Talk:To do
CATEGORIES
(01-JUL-05) One thing I'd like to consider is categories, but I'd like to lay out a basic structure before we actually started sorting.
(It'll also really help with the 'To do' stuff, as we can just add or remove a category tag from a page as it's worked on, instead of having to maintain a wiki page for them.)
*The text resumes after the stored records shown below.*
PR #4510, opened 2025-04-09
codegen: support multiple security schemes on same declaration

hughsimpson:
Also supports 'optional' Auth if declarations contains an empty map

Will just transform inputs to the first matching declaration if multiple declarations support multiple security params, and a superset of both of them is present in the request. That could presumably be improved, if required, by refining the match implementations a bit so that supersets weren't matched on multi-declaration sites, but the extra complexity hardly seems worth it...

### DIFF
--- a/openapi-codegen/sbt-plugin/src/sbt-test/sbt-openapi-codegen/oneOf-json-roundtrip/Expected.scala.txt
+++ b/openapi-codegen/sbt-plugin/src/sbt-test/sbt-openapi-codegen/oneOf-json-roundtrip/Expected.scala.txt
@@ -15,7 +15,17 @@ object TapirGeneratedEndpoints {
   case class `application/zipCodecFormat`() extends CodecFormat {
     override val mediaType: sttp.model.MediaType = sttp.model.MediaType.unsafeApply(mainType = "application", subType = "zip")
   }
-
+  sealed trait Bearer_or_api_key_or_api_key_and_Bearer_SecurityIn
+  case class Api_keySecurityIn(value: String) extends Bearer_or_api_key_or_api_key_and_Bearer_SecurityIn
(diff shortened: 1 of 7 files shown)


openapi-codegen/sbt-plugin/src/sbt-test/sbt-openapi-codegen/oneOf-json-roundtrip/Expected.scala.txt
```diff
@@ -212,30 +223,46 @@ object TapirGeneratedEndpoints {
...
       .out(jsonBody[Option[NullableThingy]].description("an optional response body"))
 
-  type PostJsonStringJsonBodyEndpoint = Endpoint[String, PostJsonStringJsonBodyBodyIn, Unit, Option[PostJsonStringJsonBodyBodyOut], Any]
+  type PostJsonStringJsonBodyEndpoint = Endpoint[Option[String], PostJsonStringJsonBodyBodyIn, Unit, Option[PostJsonStringJsonBodyBodyOut], Any]
   lazy val postJsonStringJsonBody: PostJsonStringJsonBodyEndpoint =
     endpoint
       .post
       .in(("json" / "stringJsonBody"))
-      .securityIn(auth.oauth2.implicitFlow("https://petstore3.swagger.io/oauth/authorize", None))
+      .securityIn(auth.bearer[Option[String]]())
```
hughsimpson, line 265: The oauth2 refinement is dropped here because the auth input is optional. This isn't the best we can do, but we're only retaining the detail when a single security input is provided, to make it easier to ensure we don't declare multiple bearer auth inputs. Since the role of this is documentation, it seems fair enough.

adamw:
Looks good, thanks :)

PR #4516, opened 2025-04-10
codegen: Support security path declarations

hughsimpson:
Adds a new custom extension 'x-tapir-codegen-security-path-prefixes', for when your auth logic wants to know some prefix of the path (e.g. for validating that a jwt contains perms for the segment)

The path security input will be prepended after any other security inputs are declared and mapped, so that the security path will appear before other security inputs in the signature. This matches the non-security inputs, where path is also first.

There may be a neater way to do this that I've missed, but my understanding is that security inputs are _always_ parsed before non-security input, so if you want to know about the path in the security logic this is the only approach that works...

### DIFF
--- a/openapi-codegen/sbt-plugin/src/sbt-test/sbt-openapi-codegen/oneOf-json-roundtrip/swagger.yaml
+++ b/openapi-codegen/sbt-plugin/src/sbt-test/sbt-openapi-codegen/oneOf-json-roundtrip/swagger.yaml
@@ -37,7 +37,8 @@ security: # Default security on all endpoints without explicit declarations
       - read:pets
 paths:
   x-tapir-codegen-security-path-prefixes:
-    - '/security-group/{securityGroupName}'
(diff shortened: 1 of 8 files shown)


openapi-codegen/sbt-plugin/src/sbt-test/sbt-openapi-codegen/oneOf-json-roundtrip/swagger.yaml
```diff
@@ -36,6 +36,23 @@ security: # Default security on all endpoints without explicit declarations
       - write:pets
       - read:pets
 paths:
+  x-tapir-codegen-security-path-prefixes:
```
hughsimpson, line 39: The only two sensible places I can think of for this to go are here, and at the root level (would be annoying to require it on every path, since it's probably gonna be heavily duplicated). Both are valid extension sites according to the openapi specs, but scoping it to paths feels the more appropriate of the two

PR #4522, opened 2025-04-12
Fix: bundle size for JS

j-mie6:
`CookieWithMeta` also pulls in `scala-java-time`, so these two `Codec`s have also been made lazy as per #4500. I've confirmed this is the minimal set to avoid the dependency entirely, saving a full 1.12MB of bundle size (a further ~0.4MB can be saved on other codecs)


adamw:
Thanks for the follow-up :)

PR #4541, opened 2025-04-23
codegen: fix placement of 'description' call in edgecase

hughsimpson:
Fixes placement of 'description' field on endpoint with a header but no body, and with no other response status codes of same type. Before, would occasionally produce code than can't compile. E.g. would generate
```scala
.out(statusCode(sttp.model.StatusCode(302)).and(header[Option[String]]("foo").description("bar.")).description(""))
```
which will fail to compile with `value description is not a member of sttp.tapir.EndpointOutput[Option[String]]`


adamw:
Thanks :)

PR #4548, opened 2025-04-28
feat(files): added extraHeaders to server endpoints for files/resources

### LINKED ISSUE #4529: It is possible to add response headers with a static response value?
I am using `statisResourcesGetServerEndpoint` to expose contents of a dictionary with some icons. Is it possible to attach a response header(s) (e.g. `Cache-Control`) with the static values?

j-mie6:
Fixes #4529: adds `extraHeaders` to each of the server endpoint descriptions (defaulting to `Nil`), which can then be used to do things like cache control.


adamw:
Great, thanks! 

Maybe some docs in javadocs / https://tapir.softwaremill.com/en/latest/endpoint/static.html#files would be useful?

PR #4550, opened 2025-04-28
Update iron to 3.0.0, use scala 3.6.x for iron

ivan-klass:
See conversation on #4455 and https://github.com/Iltotore/iron/issues/307


ivan-klass:
@adamw thank you for the follow-up!

adamw:
@ivan-klass no problem, it turns out you can use `scala3` for the axis specification and then update the scala version independently. At least, it seems to work locally ;)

For example, for a restaurant in Old Town, the categories would read:
Perplex City | Old Town | Fleet Sreet (or whatever) | Restaurants
Possible categories:
- People & Organizations
- Perplex City Academy
- Seven fFounders
- Government
- Police
- City Council
- Athletics
- Newspaper
- Reconstructionists
- Perplex City Academy
- Places
- Earth
- Perplex City
- all subdivisions
- restaurants, clubs, etc
- Things
- Puzzles
- solved
- unsolved
- Puzzle Cards
- organized by color, type, etc.
- Webpages
These seem to cover it generally, so please add anything you feel has been left out.
added one Scott
After careful thought, I think categories are going to wind up being concepts, more than groups of persons places and things. fFor instance, One category would link together everything associated with the early syzygy errorlogs. The gatehouse shoe gals, the logs, the people referenced, everything which is referenced by those logs. Then another Category might be everything PCAG related. athletes, announcements, websites, all this. It might consist largely of people, sure. But I think you can see where I'm going. Instead of large abstractions of sections, we should smaller more identifiable concepts as categories. This is not to say we should not continue to examine the use of abstractions. categories of people, and of places, and of things are useful. But probably not where we should divert our efforts.
- Category:Academy
- Or, we can subdivide:
- Category:Academy People
- Category:Academy Places
- Category:Syzygy Errorlogs
- Category:Subway
- Category:PCAG
- Category:Sentinel
- Category:Cubism
- [[:Category:]]
- [[:Category:]]
- [[:Category:]]
- [[:Category:]]
I was just noticing as i come up with this, it's more like a dewey decimal system, kinda. Whatever works.